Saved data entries
PR #350, opened 2019-07-31
Small misc design tweaks

brennancheung:
* Changed the back to list view button to a close button like the current UI.
* Fixed the arrow on the next button.

### DIFF
--- a/src/app/core/components/FontAwesomeIcon.js
+++ b/src/app/core/components/FontAwesomeIcon.js
@@ -1,7 +1,17 @@
 import React from 'react'
 import clsx from 'clsx'
 
-const FontAwesomeIcon = ({ children, className, ...rest }) =>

> **What you are asked to do**
The answer must be a verbatim transcription of all the entries.

> **Solution**
PR #350, opened 2019-07-31
Small misc design tweaks

brennancheung:
* Changed the back to list view button to a close button like the current UI.
* Fixed the arrow on the next button.

### DIFF
--- a/src/app/core/components/FontAwesomeIcon.js
+++ b/src/app/core/components/FontAwesomeIcon.js
@@ -1,7 +1,17 @@
 import React from 'react'
 import clsx from 'clsx'
 
-const FontAwesomeIcon = ({ children, className, ...rest }) =>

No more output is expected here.